# Problem statement:
Would you please return every line from the listing that contains the word "results"?

※ ※ ※

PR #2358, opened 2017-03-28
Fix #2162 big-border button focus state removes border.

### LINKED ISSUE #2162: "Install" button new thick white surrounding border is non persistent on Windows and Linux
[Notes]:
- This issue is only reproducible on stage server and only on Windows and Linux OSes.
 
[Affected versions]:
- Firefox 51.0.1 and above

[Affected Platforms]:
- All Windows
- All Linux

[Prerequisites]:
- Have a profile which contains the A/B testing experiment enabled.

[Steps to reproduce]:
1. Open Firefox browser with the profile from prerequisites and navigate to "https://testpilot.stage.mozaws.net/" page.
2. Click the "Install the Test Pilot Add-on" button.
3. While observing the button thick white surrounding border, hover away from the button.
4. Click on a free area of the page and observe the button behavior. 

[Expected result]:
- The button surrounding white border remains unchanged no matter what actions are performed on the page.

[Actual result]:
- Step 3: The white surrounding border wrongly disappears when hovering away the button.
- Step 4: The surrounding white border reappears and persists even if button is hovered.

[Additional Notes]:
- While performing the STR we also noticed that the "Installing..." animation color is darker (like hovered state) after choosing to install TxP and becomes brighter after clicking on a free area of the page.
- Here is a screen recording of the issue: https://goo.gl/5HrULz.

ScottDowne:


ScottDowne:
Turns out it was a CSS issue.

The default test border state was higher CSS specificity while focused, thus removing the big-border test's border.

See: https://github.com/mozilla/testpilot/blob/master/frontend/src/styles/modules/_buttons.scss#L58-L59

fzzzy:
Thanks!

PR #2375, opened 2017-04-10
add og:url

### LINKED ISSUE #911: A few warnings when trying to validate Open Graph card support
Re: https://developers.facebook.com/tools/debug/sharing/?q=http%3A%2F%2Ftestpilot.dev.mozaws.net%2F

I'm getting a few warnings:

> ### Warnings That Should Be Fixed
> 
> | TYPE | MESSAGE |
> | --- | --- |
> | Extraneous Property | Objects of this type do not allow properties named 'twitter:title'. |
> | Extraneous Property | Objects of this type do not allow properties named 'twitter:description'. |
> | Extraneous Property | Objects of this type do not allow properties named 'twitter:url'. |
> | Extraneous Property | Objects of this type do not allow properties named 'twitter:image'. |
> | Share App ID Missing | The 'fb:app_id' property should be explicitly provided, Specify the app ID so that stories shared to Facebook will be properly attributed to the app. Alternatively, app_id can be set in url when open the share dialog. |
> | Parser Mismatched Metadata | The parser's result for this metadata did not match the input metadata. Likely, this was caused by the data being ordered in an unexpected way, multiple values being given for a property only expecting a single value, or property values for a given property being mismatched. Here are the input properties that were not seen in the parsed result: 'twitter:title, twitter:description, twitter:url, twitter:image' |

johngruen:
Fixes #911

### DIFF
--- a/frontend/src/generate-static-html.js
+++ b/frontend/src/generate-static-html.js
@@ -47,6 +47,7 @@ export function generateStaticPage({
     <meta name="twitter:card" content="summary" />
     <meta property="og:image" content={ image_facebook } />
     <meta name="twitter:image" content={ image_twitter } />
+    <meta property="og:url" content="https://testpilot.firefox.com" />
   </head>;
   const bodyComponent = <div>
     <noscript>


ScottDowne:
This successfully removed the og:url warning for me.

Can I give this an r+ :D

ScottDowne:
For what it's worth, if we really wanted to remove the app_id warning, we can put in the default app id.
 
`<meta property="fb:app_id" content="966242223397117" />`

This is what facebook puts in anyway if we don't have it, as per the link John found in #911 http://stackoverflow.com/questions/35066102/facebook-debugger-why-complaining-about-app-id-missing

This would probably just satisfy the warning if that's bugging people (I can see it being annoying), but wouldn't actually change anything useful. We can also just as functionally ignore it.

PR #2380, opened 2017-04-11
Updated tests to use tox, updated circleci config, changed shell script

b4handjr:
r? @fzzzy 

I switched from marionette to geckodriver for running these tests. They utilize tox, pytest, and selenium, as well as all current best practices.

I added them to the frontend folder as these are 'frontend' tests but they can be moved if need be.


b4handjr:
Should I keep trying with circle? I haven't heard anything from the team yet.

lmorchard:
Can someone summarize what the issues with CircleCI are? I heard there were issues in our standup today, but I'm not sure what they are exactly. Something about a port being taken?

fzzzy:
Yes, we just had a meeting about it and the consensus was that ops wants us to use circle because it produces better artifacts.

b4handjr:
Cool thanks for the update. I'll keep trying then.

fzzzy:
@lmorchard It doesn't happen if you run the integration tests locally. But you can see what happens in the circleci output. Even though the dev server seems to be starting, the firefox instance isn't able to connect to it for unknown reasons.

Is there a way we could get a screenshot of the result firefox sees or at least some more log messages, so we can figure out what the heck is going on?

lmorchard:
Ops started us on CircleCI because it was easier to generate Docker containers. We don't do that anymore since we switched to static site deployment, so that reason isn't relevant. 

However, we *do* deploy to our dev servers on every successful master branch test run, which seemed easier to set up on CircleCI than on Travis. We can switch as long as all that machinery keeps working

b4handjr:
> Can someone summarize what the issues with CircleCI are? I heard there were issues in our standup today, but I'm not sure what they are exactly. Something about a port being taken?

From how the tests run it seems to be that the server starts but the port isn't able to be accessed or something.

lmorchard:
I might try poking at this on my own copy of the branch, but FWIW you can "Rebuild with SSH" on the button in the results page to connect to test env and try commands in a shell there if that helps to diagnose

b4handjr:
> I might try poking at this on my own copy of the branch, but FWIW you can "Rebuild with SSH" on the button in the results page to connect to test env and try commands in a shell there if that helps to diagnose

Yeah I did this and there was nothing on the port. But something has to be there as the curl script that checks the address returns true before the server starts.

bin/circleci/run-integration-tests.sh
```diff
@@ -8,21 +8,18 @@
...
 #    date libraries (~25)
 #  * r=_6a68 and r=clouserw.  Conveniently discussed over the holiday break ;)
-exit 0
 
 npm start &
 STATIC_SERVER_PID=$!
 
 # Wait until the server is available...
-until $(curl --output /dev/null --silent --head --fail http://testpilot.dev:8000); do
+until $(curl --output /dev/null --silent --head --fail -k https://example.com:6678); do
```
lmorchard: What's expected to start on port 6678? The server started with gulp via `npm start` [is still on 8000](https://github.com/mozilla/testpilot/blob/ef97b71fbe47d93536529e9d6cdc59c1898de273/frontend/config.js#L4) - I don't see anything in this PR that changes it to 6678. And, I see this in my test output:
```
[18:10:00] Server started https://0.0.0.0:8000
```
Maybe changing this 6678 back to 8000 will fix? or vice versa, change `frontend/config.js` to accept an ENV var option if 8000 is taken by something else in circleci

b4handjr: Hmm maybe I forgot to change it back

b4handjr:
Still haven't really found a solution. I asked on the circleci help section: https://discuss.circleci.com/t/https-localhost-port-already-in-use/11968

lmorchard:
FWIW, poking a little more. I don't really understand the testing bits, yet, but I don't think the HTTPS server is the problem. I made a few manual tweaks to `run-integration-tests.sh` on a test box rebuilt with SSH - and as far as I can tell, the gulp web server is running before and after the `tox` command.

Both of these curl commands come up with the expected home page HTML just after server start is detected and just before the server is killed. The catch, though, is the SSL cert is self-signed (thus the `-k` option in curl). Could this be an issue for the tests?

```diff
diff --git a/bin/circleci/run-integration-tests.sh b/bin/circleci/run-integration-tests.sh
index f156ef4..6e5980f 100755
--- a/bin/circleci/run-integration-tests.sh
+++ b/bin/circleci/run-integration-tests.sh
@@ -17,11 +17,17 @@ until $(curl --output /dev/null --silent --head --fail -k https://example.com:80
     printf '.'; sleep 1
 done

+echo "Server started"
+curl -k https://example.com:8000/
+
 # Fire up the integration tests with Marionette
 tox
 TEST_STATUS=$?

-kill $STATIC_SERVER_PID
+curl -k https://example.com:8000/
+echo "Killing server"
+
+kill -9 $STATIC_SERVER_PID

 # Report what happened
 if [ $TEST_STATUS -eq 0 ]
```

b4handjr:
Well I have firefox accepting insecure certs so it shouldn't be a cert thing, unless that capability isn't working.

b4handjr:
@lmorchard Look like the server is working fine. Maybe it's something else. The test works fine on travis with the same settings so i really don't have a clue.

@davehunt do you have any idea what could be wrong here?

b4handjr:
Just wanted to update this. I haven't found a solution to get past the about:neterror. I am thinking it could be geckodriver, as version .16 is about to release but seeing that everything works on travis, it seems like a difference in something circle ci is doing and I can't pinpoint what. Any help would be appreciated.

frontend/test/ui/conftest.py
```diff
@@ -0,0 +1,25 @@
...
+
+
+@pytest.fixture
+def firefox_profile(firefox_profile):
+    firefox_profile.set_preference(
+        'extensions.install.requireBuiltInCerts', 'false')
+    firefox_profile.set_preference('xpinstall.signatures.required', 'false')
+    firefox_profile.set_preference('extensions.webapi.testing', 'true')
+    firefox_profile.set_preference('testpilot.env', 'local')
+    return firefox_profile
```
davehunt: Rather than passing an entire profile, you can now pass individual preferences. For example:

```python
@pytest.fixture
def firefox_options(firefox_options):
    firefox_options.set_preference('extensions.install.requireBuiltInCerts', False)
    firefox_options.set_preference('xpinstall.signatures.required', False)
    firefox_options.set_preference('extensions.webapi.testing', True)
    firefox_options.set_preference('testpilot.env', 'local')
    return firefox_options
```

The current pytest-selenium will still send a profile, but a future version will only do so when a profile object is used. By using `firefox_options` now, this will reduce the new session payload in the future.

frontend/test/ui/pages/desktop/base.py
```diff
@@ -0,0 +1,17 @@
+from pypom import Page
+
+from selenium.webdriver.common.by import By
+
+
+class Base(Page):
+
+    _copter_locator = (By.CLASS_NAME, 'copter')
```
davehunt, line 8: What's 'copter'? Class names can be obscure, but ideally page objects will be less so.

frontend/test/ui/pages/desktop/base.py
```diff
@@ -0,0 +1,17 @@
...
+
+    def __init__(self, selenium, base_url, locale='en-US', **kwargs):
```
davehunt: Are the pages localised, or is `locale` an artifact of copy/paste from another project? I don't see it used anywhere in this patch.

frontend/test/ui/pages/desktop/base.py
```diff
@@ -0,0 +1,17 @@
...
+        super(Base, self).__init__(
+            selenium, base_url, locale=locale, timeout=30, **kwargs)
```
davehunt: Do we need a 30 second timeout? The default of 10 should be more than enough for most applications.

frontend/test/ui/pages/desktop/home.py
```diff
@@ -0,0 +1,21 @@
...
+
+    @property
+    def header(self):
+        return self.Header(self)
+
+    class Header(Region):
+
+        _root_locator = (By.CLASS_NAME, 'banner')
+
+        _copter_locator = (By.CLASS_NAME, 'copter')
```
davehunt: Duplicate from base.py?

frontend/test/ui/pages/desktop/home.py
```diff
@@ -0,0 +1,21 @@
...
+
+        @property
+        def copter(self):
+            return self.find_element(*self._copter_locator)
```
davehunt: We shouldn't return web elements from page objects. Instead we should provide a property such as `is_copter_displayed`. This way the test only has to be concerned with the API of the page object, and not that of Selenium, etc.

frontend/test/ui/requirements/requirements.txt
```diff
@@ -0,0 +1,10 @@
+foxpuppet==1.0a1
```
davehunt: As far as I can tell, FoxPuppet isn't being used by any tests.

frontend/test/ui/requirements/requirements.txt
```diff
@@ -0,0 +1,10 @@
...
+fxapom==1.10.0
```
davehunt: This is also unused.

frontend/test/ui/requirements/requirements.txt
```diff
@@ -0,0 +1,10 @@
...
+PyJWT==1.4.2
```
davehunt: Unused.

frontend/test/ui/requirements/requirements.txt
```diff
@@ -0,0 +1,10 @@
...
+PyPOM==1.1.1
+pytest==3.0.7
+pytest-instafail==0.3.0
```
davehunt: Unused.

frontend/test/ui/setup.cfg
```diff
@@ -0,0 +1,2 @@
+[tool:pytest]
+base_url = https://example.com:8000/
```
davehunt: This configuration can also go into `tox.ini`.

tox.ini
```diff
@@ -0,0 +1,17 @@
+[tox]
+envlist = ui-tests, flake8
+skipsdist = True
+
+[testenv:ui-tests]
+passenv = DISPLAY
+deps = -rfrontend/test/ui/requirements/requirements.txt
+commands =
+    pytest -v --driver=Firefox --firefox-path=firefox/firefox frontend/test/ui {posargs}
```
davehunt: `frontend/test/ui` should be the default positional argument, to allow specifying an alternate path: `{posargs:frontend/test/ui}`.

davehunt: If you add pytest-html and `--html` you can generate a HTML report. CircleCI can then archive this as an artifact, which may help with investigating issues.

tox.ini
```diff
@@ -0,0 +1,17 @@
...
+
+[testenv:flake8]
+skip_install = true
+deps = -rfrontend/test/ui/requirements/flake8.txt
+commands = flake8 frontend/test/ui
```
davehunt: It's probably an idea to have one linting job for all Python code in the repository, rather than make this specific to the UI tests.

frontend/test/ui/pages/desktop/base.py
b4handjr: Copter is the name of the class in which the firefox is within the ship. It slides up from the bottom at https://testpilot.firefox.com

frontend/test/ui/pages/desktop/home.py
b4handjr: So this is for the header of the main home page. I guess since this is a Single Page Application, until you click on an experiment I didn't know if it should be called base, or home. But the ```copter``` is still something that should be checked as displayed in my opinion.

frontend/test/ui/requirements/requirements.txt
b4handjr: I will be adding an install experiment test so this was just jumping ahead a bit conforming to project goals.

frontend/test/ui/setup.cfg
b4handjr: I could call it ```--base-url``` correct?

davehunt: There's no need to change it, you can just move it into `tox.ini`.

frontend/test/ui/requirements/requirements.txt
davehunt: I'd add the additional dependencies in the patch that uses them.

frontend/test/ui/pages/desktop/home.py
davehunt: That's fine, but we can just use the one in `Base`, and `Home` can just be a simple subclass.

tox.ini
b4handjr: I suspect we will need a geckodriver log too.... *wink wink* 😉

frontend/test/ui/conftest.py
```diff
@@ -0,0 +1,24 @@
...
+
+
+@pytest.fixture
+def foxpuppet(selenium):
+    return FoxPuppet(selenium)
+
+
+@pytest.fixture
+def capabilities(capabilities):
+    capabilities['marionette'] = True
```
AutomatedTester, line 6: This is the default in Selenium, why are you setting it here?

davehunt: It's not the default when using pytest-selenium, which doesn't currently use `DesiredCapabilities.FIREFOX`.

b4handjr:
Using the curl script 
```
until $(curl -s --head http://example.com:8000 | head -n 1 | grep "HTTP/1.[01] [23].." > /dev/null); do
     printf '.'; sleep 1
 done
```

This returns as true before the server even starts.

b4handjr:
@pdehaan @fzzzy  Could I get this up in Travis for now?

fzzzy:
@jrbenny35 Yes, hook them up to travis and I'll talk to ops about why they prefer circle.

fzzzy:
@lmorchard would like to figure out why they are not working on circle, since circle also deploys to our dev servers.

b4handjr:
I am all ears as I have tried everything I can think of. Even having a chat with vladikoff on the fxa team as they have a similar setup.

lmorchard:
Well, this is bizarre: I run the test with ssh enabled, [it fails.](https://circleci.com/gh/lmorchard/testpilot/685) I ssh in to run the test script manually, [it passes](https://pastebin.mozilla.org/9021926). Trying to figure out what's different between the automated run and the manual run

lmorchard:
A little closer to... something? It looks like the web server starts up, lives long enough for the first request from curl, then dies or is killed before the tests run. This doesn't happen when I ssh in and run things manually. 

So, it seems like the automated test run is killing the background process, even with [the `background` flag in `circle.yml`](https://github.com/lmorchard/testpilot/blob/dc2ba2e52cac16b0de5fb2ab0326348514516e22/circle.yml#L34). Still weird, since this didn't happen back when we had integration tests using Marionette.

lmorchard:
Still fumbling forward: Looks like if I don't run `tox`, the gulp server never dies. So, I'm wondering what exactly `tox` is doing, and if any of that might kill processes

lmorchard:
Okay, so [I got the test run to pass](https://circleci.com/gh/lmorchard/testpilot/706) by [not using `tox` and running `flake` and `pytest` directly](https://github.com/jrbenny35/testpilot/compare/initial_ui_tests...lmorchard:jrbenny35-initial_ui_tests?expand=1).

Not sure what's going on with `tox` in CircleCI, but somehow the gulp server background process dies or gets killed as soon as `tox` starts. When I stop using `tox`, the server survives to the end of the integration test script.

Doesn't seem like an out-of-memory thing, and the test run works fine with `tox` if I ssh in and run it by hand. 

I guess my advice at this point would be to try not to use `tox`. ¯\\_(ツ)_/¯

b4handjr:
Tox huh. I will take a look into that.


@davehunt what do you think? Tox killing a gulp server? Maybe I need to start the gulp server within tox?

※ ※ ※

# Final answer:
I might try poking at this on my own copy of the branch, but FWIW you can "Rebuild with SSH" on the button in the results page to connect to test env and try commands in a shell there if that helps to diagnose
> I might try poking at this on my own copy of the branch, but FWIW you can "Rebuild with SSH" on the button in the results page to connect to test env and try commands in a shell there if that helps to diagnose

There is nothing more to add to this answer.